Biggin feels lucky that he had the chance to participate in the “awesome” production of  “Knife or Death.”

“I get to wear an 'As seen on TV’ shirt now and have it be literal,” he joked. “More seriously though, other than meeting so many awesome people on cast with me as well as the production crew, it would have to be coming out at the end of the experience knowing what my caliber as a smith is. I always thought my work was solid and could perform, but after doing the show, I know for a certainty that I can make a blade that can take a world-class beating and still hold its own against what most in the industry would see as extreme cuts and superior blade steels.”

He’s also ecstatic knowing that something he started 13 years ago has come to the point where he could step on stage of a new TV series, represent himself and his work and deliver what he feels was a strong representation of “keeping the hand-forged blade alive into the future.”

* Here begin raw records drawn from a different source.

PR #1458, opened 2024-08-06
Redshift data sharing - frontend changes in the Catalog - clean

dlpzx:
### Feature or Bugfix
- Feature

### Detail
Complete design in https://github.com/data-dot-all/dataall/issues/955. This particular PR is part of the redshift dataset sharing implementation. (It is easier to see the snapshots)
- To be able to share redshift items this PR enables the request access button for redshift tables and datasets
- IMPORTANT: New request modal for Redshift Datasets that lists namespaces with connections that are of type ADMIN (we cannot open a share request for namespaces that are not "linked" to data.all). See a screenshot of this request below:
- It adds icons in the Catalog search view for each item
- It adds the type of item right below the Catalog item
- It standardizes the icons used in the dataset list and in the Catalog with the latests AWS public icons
- It fixes the principal type for principals that are not groups or consumption roles
- It moves the consumption data details outside of the share view as a child component and renders it conditionally only if the dataset type is S3.

Screenshot 2024-08-05 at 16 14 26
Screenshot 2024-08-05 at 17 45 15

### Key decisions
- Separate request modal for redshift - we could have re-used the request access modal, but it contains several elements that are very particular to S3 (e.g. consumption roles, checking that the policy is attached). So I decided to keep it separate. This way future changes to any of the sharing methods is independent from each other. 

### Relates
- #955 

### Security

  - Is the input sanitized?


frontend/src/modules/Catalog/components/GlossarySearchResultItem.js
```diff
@@ -320,7 +370,14 @@ export const GlossarySearchResultItem = ({ hit }) => {
               onClick={() =>
                 hit.resourceKind === 'dashboard'
                   ? handleRequestDashboardAccessModalOpen()
-                  : handleRequestAccessModalOpen()
```
SofiaSazonova, line 323: same approach

```
modal_open_func = {
'dashboard': handleRequestDashboardAccessModalOpen,
'dataset' : handleRequestAccessModalOpen,
...
}

```
`onClick = {modal_open_func[hit.resourceKind]}`

SofiaSazonova (changes requested):
Some minor changes requested

frontend/src/modules/Catalog/components/GlossarySearchResultItem.js
dlpzx: This one was causing a lot of issues on rendering

SofiaSazonova (approved):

“It means a lot to be showcasing quality performance where most other commercially-available blades would have fallen short, blown apart or flat out failed to do any damage, Biggin continued. “With any blade, it is a cutting tool first and foremost. Any blade taken out of its designed context will perform differently, so it was very challenging to bring a blade to stand against a course of unknown items to be cut down. We forged our own blades assuming the worst abuse possible.”

Reflecting on his time filming for the show, Biggin hopes local viewers will  be entertained, seeing some very skilled makers and users of blades all competing on what is “probably the most out-of-the-box testing course ever challenged.” He believes the series will also depict what a quality blade can do and what the contestants’ abilities are. 

He described the piece he used in the TV contest: 

“I personally forged my own contest blade. It was originally designed as my yard tool to chop down grasses, thorn bushes and standing dead wood. Once I was told I was going to be on the show, I reground the blade a little to make it sharper. That being said, I used a steel called 80CrV2; it’s a very tough steel to make a blade from, it cuts well, holds an edge well and, when properly treated, does not damage easily. I am competing against some more advanced steels in the show such as M4 or 3V, which are arguably more abrasion resistant than my chosen steel. But, as a smith, I use steels that are forgiving to forge. I feel the show was a great test of my skills as a smith and of the heat treatment in my blade.”

As the first episode approaches, Biggin is most excited to hear viewer feedback about the series. He also noted, “People will always have someone to cheer for and someone to swear at on the show.”